= Philip Kovolick =

American mobster (1908–c. 1971)

Philip "The Stick" Kovolick [Kovalick] (September 2, 1908 – April 1971?), also known as Joseph Farvel, Phillip Koblick, Joseph Phillips, Phillip Kovolich, and Phillip Kovolik, was a New York mobster and a longtime associate of labor racketeer Louis "Lepke" Buchalter. He was also one of the closest associates of Meyer Lansky, and assisted Meyer and his brother Jake Lansky in operating the Mob's Hallandale Florida casinos, including the plush "rug joint," the Colonial Inn.

==Capture and arrest==
He was arrested at a restaurant in Little Italy, Manhattan, and charged with "consorting with known criminals for unlawful purposes" in 1965.
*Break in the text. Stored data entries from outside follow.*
PR #4555, opened 2020-04-11
Fix #4553

### LINKED ISSUE #4553: Diamond Pipe doesn't distinguish cables from ic2
- Minecraft Version: 1.12.2
 - Forge Version: 14.23.5.2847
 - BuildCraft Version: buildcraft-all-7.99.24.5
 - IndustrialCraft Version: industrialcraft-2-2.8.176-ex112

1. Create a diamond pipe.
2. Attach two cobblestone pipes for output.
3. Attach some pipe for input.
4. In diamond pipe filters, set "Copper Cable" for the first pipe, and "Insulated Copper Cable" for the second.
5. Pass multiple cables into the diamond pipe.

Expected: The "Copper Cable" must go out from the first pipe, and the "Insulated Copper Cable" - from the second pipe. 
Actual: The items choose pipes randomly. 

This also works with "Tin Cable".

ashlanderr:
It is a part of the fix. The second part will go to BuildCraftCompat. There will be a registration of NBT keys for ic2 cables.

### DIFF
--- a/common/buildcraft/lib/misc/StackMatchingPredicate.java
+++ b/common/buildcraft/lib/misc/StackMatchingPredicate.java
@@ -1,0 +1,16 @@
+/*
+ * Copyright (c) 2020 SpaceToad and the BuildCraft team
+ * This Source Code Form is subject to the terms of the Mozilla Public License, v. 2.0. If a copy of the MPL was not
+ * distributed with this file, You can obtain one at https://mozilla.org/MPL/2.0/
+ */
+
+package buildcraft.lib.misc;
+
+import javax.annotation.Nonnull;
+
+import net.minecraft.item.ItemStack;
+
+@FunctionalInterface
+public interface StackMatchingPredicate {
+    boolean isMatching(@Nonnull ItemStack base, @Nonnull ItemStack comparison);
+}
--- a/common/buildcraft/lib/misc/StackUtil.java
+++ b/common/buildcraft/lib/misc/StackUtil.java
@@ -6,8 +6,12 @@
 
 package buildcraft.lib.misc;
 
+import java.util.ArrayList;
 import java.util.Collection;
+import java.util.Collections;
+import java.util.HashMap;
 import java.util.List;
+import java.util.Map;
 import java.util.Objects;
 import java.util.stream.Collector;
 import java.util.stream.Collectors;
@@ -17,6 +21,7 @@ import javax.annotation.Nullable;
 
 import net.minecraft.block.Block;
 import net.minecraft.block.state.IBlockState;
+import net.minecraft.item.Item;
 import net.minecraft.item.ItemStack;
 import net.minecraft.nbt.NBTTagCompound;
 import net.minecraft.util.NonNullList;
@@ -35,6 +40,11 @@ public class StackUtil {
     // Actually the entire MC
     @Nonnull
     public static final ItemStack EMPTY;
+
+    /**
+     * Registry of additional rules for {@link #isMatchingItem}.
+     */
+    private static final Map<Item, List<StackMatchingPredicate>> matchingPredicates = new HashMap<>();
 
     static {
         ItemStack stack = ItemStack.EMPTY;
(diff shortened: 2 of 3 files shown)


common/buildcraft/lib/misc/StackUtil.java
```diff
@@ -298,6 +304,12 @@ public static boolean isMatchingItem(@Nonnull final ItemStack base, @Nonnull fin
         if (base.getItem() != comparison.getItem()) {
             return false;
         }
+
+        Set<String> matchingNBT = matchingNBTRegistry.get(base.getItem());
+        if (matchingNBT != null && !isNbtSubsetEquals(base, comparison, matchingNBT)) {
+            return false;
+        }
```
AlexIIL, line 311: Can you move this to an `else` statement below `if (matchNBT)` so that we still perform strict comparison first?

common/buildcraft/lib/misc/StackUtil.java
```diff
@@ -6,9 +6,7 @@
 
 package buildcraft.lib.misc;
 
-import java.util.Collection;
-import java.util.List;
-import java.util.Objects;
+import java.util.*;
```
AlexIIL, line 9: Don't use star imports.

common/buildcraft/lib/misc/StackUtil.java
```diff
@@ -17,10 +15,11 @@
 
 import net.minecraft.block.Block;
 import net.minecraft.block.state.IBlockState;
+import net.minecraft.item.Item;
 import net.minecraft.item.ItemStack;
+import net.minecraft.nbt.NBTBase;
 import net.minecraft.nbt.NBTTagCompound;
 import net.minecraft.util.NonNullList;
-
```
AlexIIL, line 23: Please don't remove import spacing.

(There's a list of import order here: https://github.com/BuildCraft/BuildCraft/blob/8.0.x-1.12.2/guidelines/buildcraft.checkstyle#L15, where different sections should be separated).

common/buildcraft/lib/misc/StackUtil.java
```diff
@@ -298,6 +304,12 @@ public static boolean isMatchingItem(@Nonnull final ItemStack base, @Nonnull fin
         if (base.getItem() != comparison.getItem()) {
             return false;
         }
+
+        Set<String> matchingNBT = matchingNBTRegistry.get(base.getItem());
+        if (matchingNBT != null && !isNbtSubsetEquals(base, comparison, matchingNBT)) {
+            return false;
+        }
+
```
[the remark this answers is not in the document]
ashlanderr: If I will change the NBT set to a predicate, then this condition and the `matchNBT` are not exactly the opposite. The predicate can match for anything in `ItemStack`, for example, a name of an item. I think it would be better to place my code not in the else branch but after the `matchingNBT` block.

common/buildcraft/lib/misc/StackUtil.java
ashlanderr: Sorry, I didn't notice that. IDEA automatically changed it.

common/buildcraft/lib/misc/StackUtil.java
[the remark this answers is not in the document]
ashlanderr: As I understand, if NBTs are equals, then there is no other way to tell the difference between item stacks. So, yes, it must be in else block to prevent redundant checks. But maybe I'm wrong, I am not good at Minecraft API.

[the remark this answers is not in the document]
AlexIIL: Yes, ItemStack's only have three fields that we care about: Item, metadata/damage (int), and NBT.

(Items also can have capabilities but as BC doesn't handle them at all it's probably not a good idea to start caring about them in this PR).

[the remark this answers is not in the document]
AlexIIL: Thanks!

common/buildcraft/lib/misc/StackMatchingPredicate.java
```diff
@@ -0,0 +1,10 @@
+package buildcraft.lib.misc;
```
AlexIIL, line 1: One last thing: can you add the buildcraft license header to the top of these two files? (Which is currently at the top of StackUtil)

ashlanderr:
I already have created a [branch](https://github.com/ashlanderr/BuildCraftCompat/tree/8.0.x-1.12.2-ic2-cables-matching) in BuildCraftCompat with the second part of the fix. I will send a new PR when this PR will be merged.

AlexIIL:
Thanks!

Kovolick fled New York to avoid an indictment to appear before a Manhattan grand jury investigating illegal gambling, bribery and corruption. Authorities were attempting to extradite him back to New York before his disappearance, as assistant district attorney Samuel S. Yasgur filed an affidavit in Miami in February 1971.

The body of Philip Kovolick was found sealed in a steel drum at the bottom of a rock pit in Hallandale, Florida on April 28, 1971, after disappearing on April 7, 1971. Police charged 36-year-old John Alvin Baxter with first degree murder, and he was sentenced to death. Eventually the sentence was commuted to life imprisonment.